If you are using 2FA for Google mail, you can generate an "app password" by going to https://myaccount.google.com/signinoptions/two-step-verification, scrolling to the bottom, and clicking "App passwords".
NOTE: this script will only actually send mail if you explicitly add the command-line option --really-send
.
As a side effect, this command produces an output file uidmap.csv
, which you can use to reverse-lookup
paper numbers from generated (encrypted) paper uids.
The conflict-vetting/
directory contains scripts supporting a slightly different way of vetting conflicts. This approach differs from that of conflict-vetter.py in three main ways:
-
It uses more data to try to explain conflicts. For instance, it trusts and uses the conflict information each PC member enters on their HotCRP profile page. Also, it lets the chair create a CSV file including extra affiliations the chair is aware that authors have. For instance, if the chair knows that JohnDoe@email.com worked at Acheron University last year, the chair can put
JohnDoe@email.com,"Acheron University"
in the CSV file. -
It breaks the process into multiple steps. Instead of finding unexplained conflicts and immediately emailing them all to PC members, it uses two scripts for this. The first script finds unexplained conflicts and puts them in a CSV file. The second script reads that CSV file and emails about it to PC members. This lets the chair manually inspect and edit the file in between, e.g., to remove conflicts they understand but the script doesn't.
-
If it can't find a HotCRP file it needs (e.g.,
confname-pcinfo.csv
), it prints an error message with instructions explaining how to download the missing file from HotCRP.
A chair uses the scripts in conflict-vetting/
as follows:
- The chair makes a file
confname-extraaffiliations.csv
whereconfname
is the conference name, listing any extra affiliations that they know about for paper authors.
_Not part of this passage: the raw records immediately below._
PR #160, opened 2019-11-19
Rename Ledger::settings to settings_mut and add settings getter

CodeSandwich:
Part of https://github.com/input-output-hk/jormungandr/issues/1137

This is technically a breaking change, but it breaks no code in chain-libs or Jormungandr.

### DIFF
--- a/chain-impl-mockchain/src/ledger/ledger.rs
+++ b/chain-impl-mockchain/src/ledger/ledger.rs
@@ -34,6 +34,7 @@ pub struct LedgerStaticParameters {
 pub struct LedgerParameters {
     pub fees: LinearFee,
     pub reward_params: Option<RewardParams>,
+    pub max_number_of_transactions_per_block: u32,
 }
 
 /// Overall ledger structure.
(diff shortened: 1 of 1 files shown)


NicolasDP:
While I appreciate the API change. I am not sure that exposing the settings is still a good thing. Everything has been done, so far, to not expose these values as they have meaning that are not meant to be shared.

For working on #input-output-hk/jormungandr#1137 you need to use only the `LeaderParameters`. They are the only valid values worth using. And you can only get it from the appropriate `tip`.

CodeSandwich:
It turns out that `Ledger::settings()` isn't used anywhere anymore. I've removed it completely.

NicolasDP:
Thanks. I think this is going toward the right direction. However, there is also a reason why this value was not exposed in the first place: we are not sure sure how to enforce it just yet. Here we are counting in number of transactions, but we want to count in number of fragments per block.

Also:

* this value is not checked by the ledger at the moment;
* all fragments are not equals, some have 255 inputs and 255 outputs for example, Would it not be better to have a limit in byte size instead?

CodeSandwich:
I'm going to close this PR, it makes no sense to push this functionality any more, it's broken and slated for replacement

PR #161, opened 2019-11-20
Add fee calculation functions to InputOutput

SebastienGllmt:
# Background

In Yoroi, building and signing the transaction are totally separate steps (multiple prompts later). I will denote this break with `-----`

The old transaction creation flow had two main steps

1) Create a `TransactionBuilder` and add inputs/outputs
`-----`
2) Add certificate data/witnesses and sign

Since the new transaction creation flow, you have to do the following

1) Create an `InputOutputBuilder` and add inputs/outputs
2) Once finished, turn it into an immutable `InputOutput`
`-----`
3) Add certificate data/witnesses and sign

# The problem

- `InputOutputBuilder` does NOT let you get a list of inputs/outputs added so far but lets you calculate the fee
` InputOutput` does let you get a list of inputs/outputs but does NOT let you calculate the fee

That means to show the user a confirmation screen before signing the transaction, we need to use both (1) and (2) so we can show both the inputs/outputs in the transaction and the fee for the transactions. It's kind of ugly to have to do this.

# The solution

I add the methods to estimate the fee from `InputOutputBuilder` to  `InputOutput`.

### DIFF
--- a/chain-impl-mockchain/src/transaction/io.rs
+++ b/chain-impl-mockchain/src/transaction/io.rs
@@ -61,6 +61,49 @@ pub enum OutputPolicy {
     Forget,
 }
 
+impl InputOutput {
+    pub fn balance(&self, fee: Value) -> Result<Balance, ValueError> {
+        let inputs = Value::sum(self.inputs.iter().map(|i| i.value()))?;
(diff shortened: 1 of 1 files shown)


SebastienGllmt:
Closing this since I realized you don't need these functions because you can get the fee by just doing `output-input`

PR #165, opened 2019-11-22
Add legacy daedalus key type

SebastienGllmt:
# Why do we need this

The Shelly genesis block contains legacy Daedalus UTXOs in it and we want to be able to create transactions that transfer these funds to a Shelley wallet from Yoroi (basically port the existing "transfer from a Daedalus wallet" to be Shelley-compatible)

# Problem

Why can't use the existing `ed25519bip32` key type because Daedalus keys do not follow the normalization rules for bip32 keys. 

You can see this yourself by doing

```
echo '6d54e6ecbed6ecb5a163597f96a38127f8d1a12406837c0e778a2dc7e63395051391241669ba90ae293b8d7a0c8c654549fc3f5b97bed722dda5382e834a508506b6bd7a7baa2a5dc191cd08f0ca81ada7298cfa20db44d7eda31e7777b4bbe0' > foo

jcli key from-bytes --type ed25519bip32 foo

> Invalid secret key
```

We can't use `ed25519extended` either because we need to include the chaincode into the witness (similar to `ed25519bip32`.

This means we need to create a new key type for this case

# Why can you not just bypass the validation

There are two main functions for constructing an `XPrv`

- `from_bytes_verified` (which verifies the bip32 normalization rules)
- `from_bytes` (which DOESN'T verify the normalization rules)

In the v2 bindings, we had access to `from_bytes` so we called it directly in the Daedalus case. However, in `chain-libs` we no longer have access to `from_bytes` .

Fortunately we don't actually need any functions from `XPrv` so instead I just create a `pub struct LegacyPriv([u8; XPRV_SIZE]);` which does the job

### DIFF
--- a/chain-crypto/src/algorithms/legacy_daedalus.rs
+++ b/chain-crypto/src/algorithms/legacy_daedalus.rs
@@ -1,0 +1,179 @@
+use crate::key::{
+    AsymmetricKey, AsymmetricPublicKey, PublicKeyError, SecretKeyError, SecretKeySizeStatic,
+};
+use crate::sign::{SignatureError, SigningAlgorithm, Verification, VerificationAlgorithm};
+
+use cryptoxide::digest::Digest;
+use cryptoxide::hmac::Hmac;
+use cryptoxide::mac::Mac;
+use cryptoxide::sha2::Sha512;
+
+use super::ed25519 as ei;
+use cryptoxide::ed25519;
+use ed25519_bip32::{XPrv, XPub, XPRV_SIZE, XPUB_SIZE};
+use rand_core::{CryptoRng, RngCore};
+
+const CHAIN_CODE_SIZE: usize = 32;
+const SEED_SIZE: usize = 64;
+
+/// Legacy Daedalus algorithm
+pub struct LegacyDaedalus;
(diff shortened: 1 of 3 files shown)


chain-crypto/src/algorithms/legacy_daedalus.rs
```diff
@@ -0,0 +1,138 @@
...
+}
+
+impl AsymmetricKey for LegacyDaedalus {
+  type Secret = LegacyPriv;
+  type PubAlg = LegacyDaedalus;
+
+  const SECRET_BECH32_HRP: &'static str = "legacy_xprv";
+
+  fn generate<T: RngCore + CryptoRng>(mut _rng: T) -> Self::Secret {
+      panic!("generation not implemented for legacy Daedalus wallets")
```
SebastienGllmt: The panic here causes the test at the bottom of this file to fail. Not sure if there's a good way to provide an arbitrary instance only for when the test is called.

vincenthz:
The key in example is extremely problematic and really shouldn't "go through"

vincenthz:
genuinely insecure key shouldn't be used.

PR #167, opened 2019-11-22
Specify old_utxo only works for Icarus-style old UTXOs

SebastienGllmt:
It may be that we don't want to merge https://github.com/input-output-hk/chain-libs/pull/165 to avoid introducing legacy functionality into this codebase. If that's the case, I propose this alternative PR that simply does a rename to make it clear that old UTXOs only work for Icarus-style UTXOs (since `ed25519bip32` does not work for legacy Daedalus-style UTXOs)

This should make the limitation clearer for anybody who reads this later


vincenthz:
the code path is generic to any `XPrv`

PR #172, opened 2019-11-26
Remove TransactionSlice::into_owned

### LINKED ISSUE #162: optimisation: don't own transaction from slice to verify balance
https://github.com/input-output-hk/chain-libs/blob/master/chain-impl-mockchain/src/ledger/ledger.rs#L484

eugene-babichenko:
Resolves #162

### DIFF
--- a/chain-impl-mockchain/src/fee.rs
+++ b/chain-impl-mockchain/src/fee.rs
@@ -32,9 +32,9 @@ pub trait FeeAlgorithm {
             .saturating_add(cert.map_or(Value::zero(), |c| self.fees_for_certificate(c)))
     }
 
-    fn calculate_tx<P: tx::Payload>(&self, tx: &tx::Transaction<P>) -> Value {
+    fn calculate_tx<P: tx::Payload>(&self, tx: &tx::TransactionSlice<P>) -> Value {
         self.calculate(
-            tx.as_slice().payload().to_certificate_slice(),
+            tx.payload().to_certificate_slice(),
             tx.nb_inputs(),
             tx.nb_outputs(),
         )
--- a/chain-impl-mockchain/src/ledger/ledger.rs
+++ b/chain-impl-mockchain/src/ledger/ledger.rs
@@ -481,7 +481,7 @@ impl Ledger {
     {
         check::valid_transaction_ios_number(tx)?;
         let fee = calculate_fee(tx, dyn_params);
-        tx.into_owned().verify_strictly_balanced(fee)?;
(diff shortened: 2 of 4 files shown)


eugene-babichenko:
What was the purpose of introducing `TransactionSlice`? I can't see what are the benefits. Given current use cases we can just pass `&Transaction` instead of `&TransactionSlice`. At the same time, dealing with both of those types leads to unnecessary type conversions and code duplication.

vincenthz:
The idea behind all this (and that you cannot replicate with a simple `&`), is that you have recursively
different slice types like:

```
|Block............................................................................................................................|
|HdrSlice|ContentSlice........................................................................................................|
                 |FragmentSlice..............................................|
                  | TransactionSlice 1 |    | TransactionSlice 2 |
```

If you had untyped generic `Vec` and `&[]` it would be more apparent why this is structured this way, and would less code also, but the shape of Borrow/Owned trait make this difficult without using `mem::transmute`

`into_owned` is really about given a complete api (which may or not be used currently), so that you can turn any of this object which represent valid something into a valid `T` (TransactionSlice -> Transaction) in the most typed way

note that `&Object` where `Object(Box<[a]>)` is also different from `ObjectSlice(&[a])` since one is a reference (pointer of 8 bytes) to a fat pointer, where as the second one is a fat pointer directly (16 bytes). This is not a big optimisation since we don't keep thousand of those things live, but one nonetheless too.

SebastienGllmt:
I ran into this a while back when I was trying to add a deserialize function to `Transaction` (which required you to use `into_owned` from a slice) but there wasn't any obvious way to deduce what the template parameter for `Transaction` should be so it instead made for sense to just use the deserialize logic for `Fragment` which has a tag in it which lets you deduce the template parameter of the contained `Transaction`.

tl;dr conversion from `Vec` -> `Transaction` not so meaningful because it's better to go `Vec` -> `Fragment` -> `Transaction`

eugene-babichenko:
@vincenthz Ok, then I'll revert my last commit since it breaks the entire idea of `TransactionSlice`. The question that still remains is how to avoid excessive code duplication.

I noticed that almost all methods refer to the `tstruct` field and don't use any other fields. My suggestion here is to reimplement those methods in `TransactionStruct` and then implement the delegation pattern in `Transaction`/`TransactionSlice` or (may look as a bit of a hack, but I actually would prefer this one) implement `Deref<Target = TransactionStruct>` for `Transaction` and `TransactionSlice`.

PR #175, opened 2019-11-27
Incentive config

vincenthz:
* Add the ability to set all the parameters in the config
* Cleanup the types to be more explicit (tuples -> structs)
* Tweak documentation & add some example

### DIFF
--- a/chain-impl-mockchain/src/config.rs
+++ b/chain-impl-mockchain/src/config.rs
@@ -1,3 +1,4 @@
+use crate::header::Epoch;
 use crate::leadership::bft::LeaderId;
 use crate::milli::Milli;
 use crate::rewards::TaxType;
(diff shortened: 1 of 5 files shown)


chain-impl-mockchain/src/config.rs
```diff
@@ -78,8 +79,20 @@ pub enum ConfigParam {
 
 #[derive(Clone, Debug, Eq, PartialEq)]
 pub enum RewardParams {
-    Linear(u64, u64, NonZeroU64),
-    Halving(u64, u64, NonZeroU64),
+    Linear {
+        constant: u64,
+        ratio_num: u64,
+        ratio_denom: NonZeroU64,
```
NicolasDP: why not re-using the same `Ratio` type that you already have?

PR #176, opened 2019-11-28
On some architecture, the get_first_index_impl fails to returns a valid value

NicolasDP:
see error in https://travis-ci.org/input-output-hk/jormungandr/jobs/618020686

The error:

```
Error: thread 'main' panicked at 'FastSparseArray does not contains item at index 65', chain-deps/sparse-array/src/fast.rs:130:21
```

There was only one entry in the utxos

Removing `bmi1` fixes the problem

### DIFF
--- a/sparse-array/src/bitmap.rs
+++ b/sparse-array/src/bitmap.rs
@@ -75,7 +75,7 @@ impl BitmapIndex {
     }
 
     #[inline]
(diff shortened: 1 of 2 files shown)


eugene-babichenko:
Might be related to input-output-hk/jormungandr#1144

> There was only one entry in the utxos

That's not reproducible if the array has more than one entry, right?

NicolasDP:
may be. There was one entry. If it crashes on travis-ci, it may crash on other system.

PR #178, opened 2019-11-28
Stop using target_feature from the code

eugene-babichenko:
Users who want to build the project should use rustc flags instead.

Example: `-C target-feature=+popcnt,+bmi1`

This also reduces the amount of potentially unsafe code.

### DIFF
--- a/imhamt/src/bitmap.rs
+++ b/imhamt/src/bitmap.rs
@@ -68,14 +68,9 @@ impl SmallBitmap {
         self.0 == 0
     }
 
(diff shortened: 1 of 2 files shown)


eugene-babichenko:
To me an open question is how to control the usage of particular features. The simplest approach would be using `RUSTFLAGS="-C target-feature=+popcnt,+bmi2" cargo build ...`.

vincenthz:
might be nice to add some note of the RUSTFLAG magic in the README for enquiring users

PR #183, opened 2019-11-29
Add missing cert methods

SebastienGllmt:
Two small things added in this PR

# 1 - Missing `serialize` methods on certificates

Some certificates had a `serialize` function and others only had `serizalize_in`. We need `serialize` because `typed_bytes` isn't available from the WASM bindings (which is why I assume the other certs have `serialize_in` in the first place)

# 2 - GenesisProasLeaderHash as a type

I need this because it's an argument for creating a `PoolUpdate` certificate from the WASM.

### DIFF
--- a/chain-impl-mockchain/src/certificate/pool.rs
+++ b/chain-impl-mockchain/src/certificate/pool.rs
@@ -19,7 +19,7 @@ use typed_bytes::{ByteArray, ByteBuilder};
 pub type PoolId = DigestOf<Blake2b256, PoolRegistration>;
 
 /// Hash of keys used for pool
-pub type GenesisProasLeaderHash = DigestOf<Blake2b256, GenesisPraosLeader>;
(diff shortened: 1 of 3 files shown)


chain-impl-mockchain/src/certificate/pool.rs
```diff
@@ -18,6 +18,9 @@ use typed_bytes::{ByteArray, ByteBuilder};
 /// Pool ID
 pub type PoolId = DigestOf<Blake2b256, PoolRegistration>;
 
+/// Hash of keys used for pool
+pub type GenesisProasLeaderHash = DigestOf<Blake2b256, GenesisPraosLeader>;
```
vincenthz: typo `Proas`

SebastienGllmt: Oops 🤦 fixed

PR #634, opened 2021-09-06
imhamt: migrate to proptest from quickcheck

eugene-babichenko:


mzabaluev:
Some of the converted tests are running for too long when instrumented for coverage. Consider tweaking the strategy to produce smaller workloads, or do we have a performance problem there?

imhamt/src/lib.rs
```diff
@@ -420,17 +363,35 @@ mod tests {
         (h, reference)
     }
 
-    #[quickcheck]
-    fn plan_equivalent(xs: Plan<String, u32>) -> bool {
-        let (h, reference) = arbitrary_hamt_and_btree(xs, next_u32, |v| v.wrapping_mul(2));
-        property_btreemap_eq(&reference, &h)
+    fn arbitrary_hamt_and_btree(
+    ) -> impl Strategy<Value = (Hamt<DefaultHasher, String, u32>, BTreeMap<String, u32>)> {
+        any_with::<Vec<PlanOperation>>(size_range(1000..5120).lift())
```
mzabaluev, line 368: I don't see why the size range must start at 1000 here. It should be possible to create a Hamt with 0 operations? On failures, we want reduction to the smallest failing input.

Zeegomo:
Tarpaulin default timeout is 60s per test, which I think is a bit tight

mzabaluev (changes requested):

mzabaluev:
> Tarpaulin default timeout is 60s per test, which I think is a bit tight

Tight, but right: it makes sense to refactor individual test cases to complete in less than a minute, so that the overall test time does not grow unusably long, and a hack-and-test cycle while working with individual tests does not involve excessive waiting times.

Zeegomo:
But tests on tarpaulin run considerably slower than a normal execution and I would bit a bit sad to reduce input size / quality just to be able to record test coverage. Maybe we can instruct the tarpaulin test to run less iterations with `PROPTEST_CASES` or compile tests with release optimizations?

mzabaluev:
> Maybe we can instruct the tarpaulin test to run less iterations with `PROPTEST_CASES`

Good idea. If running with fewer iterations will result in loss of coverage, we'll know from the output.

imhamt/src/lib.rs
eugene-babichenko: Makes sense 👍

eugene-babichenko:
> Maybe we can instruct the tarpaulin test to run less iterations with `PROPTEST_CASES`

Will not be required once we change the default RNG for `proptest`.

imhamt/src/lib.rs
```diff
@@ -281,8 +250,8 @@ mod tests {
         true
     }
 
-    #[quickcheck]
-    fn insert_equivalent(xs: Vec<(String, u32)>) -> bool {
+    #[proptest]
+    fn insert_equivalent(xs: Vec<(String, u32)>) {
```
mzabaluev, line 254: This is one of these places where we may not need the `String` generator; could do with a simpler key type, so that case reduction does not get lost trying to simplify the string as a Unicode christmas tree.

mzabaluev (approved):

eugene-babichenko:
CI failures are unrelated.

PR #635, opened 2021-09-07
chain-time: migrate to proptest and expose proptest APIs

eugene-babichenko:
quickcheck remains in place for the time being as a compatibility
measure. It should be removed once all crates are using proptest.


eugene-babichenko:
Failures are unrelated.

mzabaluev (approved):

PR #637, opened 2021-09-10
CircleCI fixes

mzabaluev:
- Update the build container to rust 1.54.0
- Fix the way the registry index head hash is updated.

### DIFF
--- a/.circleci/config.yml
+++ b/.circleci/config.yml
@@ -16,7 +16,7 @@ jobs:
     steps:
       - checkout
       - run:
-          name: Get top commit hash of cargo registry index
+          name: Get head hash of cargo registry index
           command: |
             git ls-remote --heads https://github.com/rust-lang/crates.io-index.git master |
               cut -f 1 | tee .circleci/crates.io-index.head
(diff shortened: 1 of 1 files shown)


Zeegomo (approved):

.circleci/config.yml
```diff
@@ -3,7 +3,7 @@ version: 2.1
 executors:
   rust-stable:
     docker:
-      - image: cimg/rust:1.51.0
+      - image: cimg/rust:1.54.0
```
danielSanchezQ, line 6: 1.55 is available already

eugene-babichenko (approved):

.circleci/config.yml
```diff
@@ -26,12 +26,15 @@ jobs:
...
+          name: Generate Cargo.lock
           command: |
             cargo generate-lockfile
-            git -C /home/circleci/.cargo/registry/index/github.com-1ecc6299db9ec823 \
-                show-ref -s refs/remotes/origin/master |
-              tee .circleci/crates.io-index.head
+      - run:
+          name: Update head hash of cargo registry index
+          command: |
+            cat /home/circleci/.cargo/registry/index/*/.git/FETCH_HEAD |
```
eugene-babichenko, line 35: Shall we use the same approach in our GH Actions pipeline? No unnecessary accesses to GitHub servers which is nice.

.circleci/config.yml
mzabaluev: I think we can keep CircleCI 1-2 versions behind, just to provide more dissimilarity in testing and notice when the language features we are using are too new.

.circleci/config.yml
mzabaluev: GitHub Actions does not use this, as their cache [can't be saved with an updated key](https://github.com/actions/cache/issues/135). The HTTP request for the head hash still works.

PR #639, opened 2021-09-10
Replace Arc<Box<[T]>> fields with Arc<[T]>

mzabaluev:
Fixes some new lints, removes an unnecessary allocation layer.


eugene-babichenko (approved):
As discussed before, `Arc<[]>` is a fat pointer, but I think that in general case this is negligible compared to the performance impact of having two indirections.

PR #642, opened 2021-09-15
Fix more dead_code lints

mzabaluev:
Left the lint on the unused signature field remain, as that one needs to be fixed by actually using the signature.


chain-storage/src/permanent_store.rs
```diff
@@ -25,14 +24,12 @@ impl PermanentStore {
...
 
         let root_id = root_id.into();
-        let id_length = root_id.as_ref().len();
 
         Ok(Self {
             blocks,
             chain_length_index,
             block_id_index,
             root_id,
-            id_length,
```
Zeegomo, line 35: I guess this could be used to avoid one in memory access if the database is of equal length elements, but I don't think datapile allows you to use the api in this way, so it's fine to remove

chain-vote/src/committee.rs
```diff
@@ -95,10 +95,7 @@ impl Bech32 for ElectionPublicKey {
 #[derive(Clone)]
 pub struct MemberState {
     sk: MemberSecretKey,
-    owner_index: usize,
     apubs: Vec<GroupElement>,
-    es: Vec<GroupElement>,
-    encrypted: Vec<(HybridCiphertext, HybridCiphertext)>,
```
Zeegomo, line 101: It's fine if we just want to get rid of the warnings, but I think it would make more sense to either remove the code that generates shares altogether or ignore the warning as to signal this is a temporary implementation and the fields would need to be used in the future

mzabaluev: What are these fields going to be used for? Decryption key recovery?

Zeegomo: This is the first part of the DKG protocol. Those are the values you're supposed to share at the end of the first phase, but without the rest of the protocol they are not really too helpful.
However, if we are going to remove them we might as well remove all the code that generates them

mzabaluev: Right, I will override the lint instead.

danielSanchezQ (approved):

eugene-babichenko (approved):

PR #646, opened 2021-09-20
 chain-addr: migrate tests to proptest 

eugene-babichenko:


chain-addr/src/lib.rs
```diff
@@ -29,11 +29,6 @@
 //!     DISCRIMINATION_BIT || SCRIPT_KIND_TYPE (7 bits) || SCRIPT_IDENTIFIER
 //!
 //! Address human format is bech32 encoded
-//!
-
-#[cfg(test)]
-#[macro_use]
-extern crate quickcheck;
```
mzabaluev, line 36: Do we still want quickcheck feature and dependencies after removing any quickcheck macro use?

mzabaluev (approved):
Needs rustfmt, otherwise looks OK.

chain-addr/src/lib.rs
eugene-babichenko: macro use not required. I am keeping the feature for the time being, will remove after we migrate chain-impl-mockchain and dependent repos.

PR #654, opened 2021-10-01
[Test] cover gaps in Leadership tests

dkijania:


chain-impl-mockchain/src/header/builder.rs
```diff
@@ -153,6 +153,14 @@ impl HeaderBftBuilder<HeaderSetConsensusData> {
         sret.set_signature(BftSignature(sig))
     }
 
+    /// Method introduced for negative testing. It does not derive public key from secret, but allow
+    /// not linked public keys
+    pub fn sign_using_unsafe(self, sk: &SecretKey<Ed25519>, pk: PublicKey<Ed25519>) -> HeaderBft {
```
Zeegomo, line 158: Can we make this a test-only interface?

Zeegomo (changes requested):

chain-impl-mockchain/src/header/builder.rs
dkijania: Fixed that, according to our discussion

Zeegomo (approved):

If they know of no such extra affiliations, they can skip this step. The first line of that csv file should be the following literal text:
email,affiliation
- The chair runs the
explain-conflicts.py
script to obtain a list of unexplained conflicts in a file namedconfname-unexplainedconflicts.csv
and a list of explained conflicts in a file namedconfname-explainedconflicts.csv
. An example command line is:
python3 explain-conflicts.py --conference=osdi21 --hash-salt=hellokitty
-
Optional: The chair manually looks over the unexplained-conflicts file to remove any they understand and can explain. Each row in this file corresponds to one paper number and one PC member, where the script can't figure out why that PC member is conflicted with any of the authors of that paper. Sometimes, the script has a guess about which of the authors is the most likely explanation for the unexplained conflict, because that author submitted another paper to this conference that marked that same PC member as a conflict. The script indicates this with
multipleconflicts(<author name>)
. -
The chair creates a Google Forms form allowing PC members to submit the UIDs of unexplained conflicts that even they can't explain. This should be a form with just two fields: the PC member's email and a list of space-separated UIDs. (Don't request comma-separated UIDs, since the use of commas with long integers confuses Google's input parsing.)
-
If the chair is using 2FA for Google mail, they generate an "app password" by going to https://myaccount.google.com/signinoptions/two-step-verification, scrolling to the bottom, and clicking "App passwords".
-
The chair runs the
mail-pc-re-conflicts.py
script to ask PC members to look over the unexplained conflicts and confirm ones that they also can't explain. An example command line is:
python3 mail-pc-re-conflicts.py --conference=osdi21 --sender-name="Jay Lorch" --sender-email="jaylorch@gmail.com" --sender-password="abcdefghijklmnop" --reply-to="osdi21chairs@usenix.org" --subject="[OSDI '21] Conflicts to vet" --form-url="https://forms.gle/whatevergooglegivesyou" --signature="Angela Demke Brown and Jay Lorch, OSDI '21 co-chairs" --deadline="3pm Pacific on December 7" --cc="osdi21chairs@usenix.org"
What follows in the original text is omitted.